One of the main theses of The Hunger Games is that once experienced, violence leaves an imprint that doesn't go away. It also tends to beget more violence, even among its victims. We tend to shy away from people who have experienced violence, leaving this cycle unchallenged. When I first started working with people in the field of domestic violence long ago the statement that arrested my attention as a pastor was, "How many times have you heard a pastor or church stand up and say domestic violence is wrong?" It was true. At that point I never had, nor had I known anyone who had declared that publicly. We've since changed that, but it stands to reason that most folks haven't. If even our churches won't admit publicly that violence is bad for our society and has a bad effect on its victims, who will say it? We leave victims to struggle alone, walking in the wake of our silence. We consume violence in our entertainment without ever mitigating its effects by standing up against it--or even helping the victims of it--in real life.

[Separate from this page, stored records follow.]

PR #411, opened 2024-02-12
Support phoenix html 4.x

mfeckie:
I _think_ this resolves the issue reported here https://github.com/BeaconCMS/beacon/issues/403

All the tests are passing after removing the `import` and `use` of `Phoenix.HTML`.

I updated the tests to consume `input` and `button` from `BeaconWeb.CoreComponents`.

Not sure if I'm missing something important though!

### DIFF
--- a/guides/introduction/installation.md
+++ b/guides/introduction/installation.md
@@ -268,7 +268,7 @@ For more info on site options, check out `Beacon.start_link/1`.
         </ul>
 
         <.form :let={f} for={%{}} as={:greeting} phx-submit="hello">
-          Name: <%= text_input f, :name %> <%= submit "Hello" %>
+          Name: <.input type="text" field={f[:name]} /> <.button>Hello</.button>
         </.form>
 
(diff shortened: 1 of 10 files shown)


leandrocp:
❤️

leandrocp:
Hey @mfeckie had to [revert](https://github.com/BeaconCMS/beacon/pull/414) this one because we have sites running with the old Phoenix.HTML version which will require a migration before we can support v4.x

https://hex.pm/packages/phoenix_html_helpers doesn't help either because it depends on phoenix_html v4

mfeckie:
Anything I can do to help?

leandrocp:
hey @mfeckie unfortunately we're still blocked because dockyard.com is using the old `Phoenix.HTML` api and we can't use phoenix_html_helpers either, it's either the new API or the old one. So I'll work to migrate dockyard.com first then I can put this PR back into beacon main. I'll get back into this issue next week.

PR #423, opened 2024-02-29
User defined function components

### LINKED ISSUE #84: User-defined function components
We want to allow users to define their own [function components](https://hexdocs.pm/phoenix_live_view/Phoenix.Component.html). That will ~_deprecate_~ remove the existing `my_component` feature, see https://github.com/BeaconCMS/beacon/issues/84#issuecomment-1363221968

The first step is to define such function components:

Similar to the `CoreComponents` provided by Phoenix, Beacon will provide a `UserComponents` to hold user-defined components that can be created as:

```elixir
Beacon.Components.create_component!(%{
  site: "my_site",
  name: "greet",
  attrs: [
    %{name: "name", type: "string", required: true}
  ],
  body: """
  <p>Hello, <%= @name %>!</p>
  """
})
```

Which internally compiles to:

```elixir
defmodule BeaconWeb.LiveRenderer.UserComponents{site_hash} do
  use Phoenix.Component
  
  attr :name, :string, required: true
  def greet(assigns) do
    ~H"""
    <p>Hello, <%= @name %>!</p>
    """
  end
end
```

And then one can use it in layouts and pages:

```elixir
Beacon.Pages.create_page!(%{
  path: "home",
  site: "my_site",
  layout_id: layout_id,
  template: """
  <main>
    <BeaconWeb.Components.dynamic component={"greet"} name="Jane" />
  </main>
  """
})
```

Notes:
- Name collision may happen by sharing the same module to hold all components. We could explore custom namespaces but keeping it simple for now.

leandrocp:
Closes the backend for #84


leandrocp:
@alexandrexaviersm merging this one now but feel free to open a new PR to add functionality required by live admin

PR #434, opened 2024-03-20
Redesign resource loading

leandrocp:
Previously the `Loader` module was a genserver responsible for many tasks: compile, load/reload modules, load initial modules on site init, react to events, and so on. And each "module loader" as `PageModuleLoader` would build the ast and also load (compile and load) the module. Those tasks were separated with better error handling and caching to save resources:

### Main changes
- `Content` functions `get_published_page/layout` are cached
- `Loader.Page/Layout/etc` only builds and return the quoted module (do not attempt to load it as before)
- `Compiler` does compile and load quoted forms but only if the content has changed
- `SiteSupervisor` bootstraps initial data and modules including the most recent pages
- `Loader` spawns a worker to build, compile, and load each module in an isolated process - essentially coordinates the other modules
- Replace some Content events with the general `:content_updated`. The events like `{resource}_created` and `{resource}_updated` are too granular for our use case
- `Boot` genserver replaces `Loader.load_site_from_db/1`

### Changes on ETS tables
- starts one `router` table per site instead of a global router and replace the page metadata with page_id
- introduced the `modules` table to store module name and md5 calculated from the quoted form before compilation, that's used to check if a module is fresh and skip compilation which reduces drastically that compilation error when redefining modules
- introduced the `resources` table to store published and layout pages on the `Content` api, that's because we fetch that resource during runtime, especially the page schema, so it reduces a few ms during request and also reduces DB load


lib/beacon/compiler.ex
```diff
@@ -0,0 +1,125 @@
...
+      {:ok, module, []}
+    rescue
+      error -> {:error, error, []}
+    end
+  end
+
+  def unload(module) do
+    :code.purge(module)
+    :code.delete(module)
+  end
```
APB9785, line 109: I've been wondering about the order of these two calls, ever since I tried running some benchmarks last week and reached an error which seemed to be due to these being called in the wrong order.

Looking at the docs, it says that when calling `:code.delete/1` "the current code for Module is made old"

Then `:code.purge/1` "removes code marked as old"

so it seems like it should be delete first, then purge.

There is this note in `:code.delete/1` "Returns [...] false if there is old code for Module that must be purged first" but I think this just means you can't call `:code.delete/1` twice in a row and have TWO modules worth of "old" code.  If we always call the two together, we shouldn't be affected by that.

leandrocp: It's basically swapping the current module for the new one being compiled, think of it like pointers. It works similar to mix task compile or phoenix code reloader.

First it removes (purge) the old module to make room for another one, so calling delete will move the current to old, and then compile will place the new module into current.

That works because we know a new module will be placed into current, ending up with old and current in the right spots.

So the workflow for a module `A` that gets updated from v2 to v3 would look like:

- `purge` v1 from old
- move v2 to old (delete)
- place v3 as current (compile)

And the workflow from v1 to v2, ie: in this case there's no old:

- `purge` nothing from old (returns false because there's only current v1 loaded)
- move v1 to old (delete)
- place v2 as current (compile)

It's important to keep the "previous version" as old because some process may still be using that module.

leandrocp: `delete` + `purge` is useful when you want to get rid of that module completely, so you delete first to move it to old then purge to remove the old version, ending up with nothing, the module is no longer available in any way.

lib/beacon/utils.ex
```diff
@@ -6,8 +6,11 @@ defmodule Beacon.Utils do
     Enum.reduce(list, &{:|, [], [&1, &2]})
   end
 
-  # For debugging - will print module content to the terminal
-  def ast_to_binary(ast) do
+  # For debugging - convert a quoted expression to string
+  # useful to log or write a file, eg:
+  #
+  #  File.write!("module.ex", Beacon.Utils.quoted_to_binary(quoted))
+  def quoted_to_binary(ast) do
```
APB9785, line 13: maybe we could also include an example for
```elixir
quoted |> Beacon.Utils.quoted_to_binary() |> IO.puts()
```
that's how I was mostly using it

lib/beacon_web/data_source.ex
```diff
@@ -4,30 +4,20 @@ defmodule BeaconWeb.DataSource do
...
     page =
-      assigns.__dynamic_page_id__
-      |> Beacon.Loader.page_module_for_site()
-      |> Beacon.Loader.call_function_with_retry!(:page_assigns, [])
+      site
+      |> Beacon.Loader.fetch_page_module(page_id)
+      |> Beacon.apply_mfa(:page_assigns, [])
 
-    title = BeaconWeb.Layouts.page_title(assigns)
+    title = Map.get(page, :title) || missing_page_title()
```
APB9785, line 18: Can we use `Map.fetch!/2` here instead?  At first glance, it's confusing whether the `nil` is coming from missing `:title` key or if key is present `%{title: nil}`.  But I'm thinking this is a struct so the key should always be present, right?  If so, using `fetch!` seems like it would make that explicit.  WDYT?

lib/beacon/pub_sub.ex
```diff
@@ -1,39 +1,36 @@
 defmodule Beacon.PubSub do
   @moduledoc false
 
-  alias Beacon.Content.Component
-  alias Beacon.Content.ErrorPage
-  alias Beacon.Content.Layout
-  alias Beacon.Content.LiveData
-  alias Beacon.Content.LiveDataAssign
-  alias Beacon.Content.Page
+  alias Beacon.Content
```
APB9785, line 4: I'm not a big fan of partial aliases, as they make it harder to grep the codebase for specific modules.  In here we don't even use the `Beacon.Content` module, so it also gives a different expectation for the module's dependencies at a glance.

If we used
```elixir
alias Beacon.Content.Layout
alias Beacon.Content.Page
```
that should be all we need for full aliasing here after the old code removal

leandrocp: > I'm not a big fan of partial aliases, as they make it harder to grep the codebase for specific modules.  In here we don't even use the `Beacon.Content` module, so it also gives a different expectation for the module's dependencies at a glance.
> 
> 
> 
> If we used
> 
> ```elixir
> 
> alias Beacon.Content.Layout
> 
> alias Beacon.Content.Page
> 
> ```
> 
> that should be all we need for full aliasing here after the old code removal

That's a good point, I'm gonna change it before merging.

lib/beacon_web/data_source.ex
leandrocp: > Can we use `Map.fetch!/2` here instead?  At first glance, it's confusing whether the `nil` is coming from missing `:title` key or if key is present `%{title: nil}`.  But I'm thinking this is a struct so the key should always be present, right?  If so, using `fetch!` seems like it would make that explicit.  WDYT?

Yep that field should be present so fetch! is the right choice here

lib/beacon/loader/snippets.ex
```diff
@@ -1,18 +1,21 @@
...
-    module_name = Loader.snippet_helpers_module_for_site(site)
-    functions = Enum.map(helpers, &helper/1)
-    ast = render(module_name, functions)
-    :ok = Loader.reload_module!(module_name, ast)
-    {:ok, ast}
+  defp render(module_name, [] = _functions) do
+    quote do
+      defmodule unquote(module_name) do
+      end
+    end
```
APB9785, line 18: Interesting!  What happens when we compile `(unquote_splicing([]))`?

lib/beacon/compiler.ex
APB9785: Ah, thanks so much for detailing these workflows and with your second comment I now see the difference between Beacon (keeping old code for concurrent processes) and my other case (no concurrent processes) 👍

lib/beacon/loader/snippets.ex
leandrocp: It returns an empty block but I think that's still valid so we could have a single render/2 here

lib/beacon_web/data_source.ex
APB9785: or maybe `page.title`?

APB9785 (approved):
Left a few comments but everything is looking great and runs fine locally

PR #442, opened 2024-03-29
Validate Page Event Handler code

APB9785:
This PR makes some small changes to the way elixir code validation works.  Instead of passing in the `path`, which is specifically useful for `LiveData`, now the function expects `vars` and `imports` which are decided at the callsite.  So for `LiveData`, we can parse the path and include `params`, while `PageEventHandlers` use `socket` and `event_params` and `import Phoenix.Socket`.  Both can share the same validation logic.


leandrocp (approved):
💯

PR #492, opened 2024-05-14
Introduce `@beacon` and deprecate `@beacon_*` assigns

### LINKED ISSUE #369: Validate existing beacon live data assign
Currently calling `@beacon_live_data` with an invalid key will just return `nil` since that's a regular map. That's safe but easy to miss and may result on incorrect behavior.

We want to explore ways to make `@beacon_live_data` behave more like LV `@assign` and warn and/or fail to compile if such value is not existing.

leandrocp:
Close #369 

- `@beacon` assign is a container for public and private assigns, including path params, query params, and others that used to be defined on its own assigns as `@beacon_*` or as `__{name}__`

When we see oppression we must speak and act. When we encounter victims of violence we must trust and uplift them. God does not call us to turn away when we perceive injustice, but to stand against it and work for a more just--and less injurious--society.
Whether economic, emotional, or physical, our world does damage to the people who live it in. Some of us experience it less, some more. Our response to this must be to hold each other closer, to pray more fervently, and to pick up those whom the world fells because of its unjust ways. The Hunger Games provides a decent depiction of what happens in the life of one woman when that doesn't happen. It's not necessarily a pretty tale, nor a happy one, but it's important for us to hear.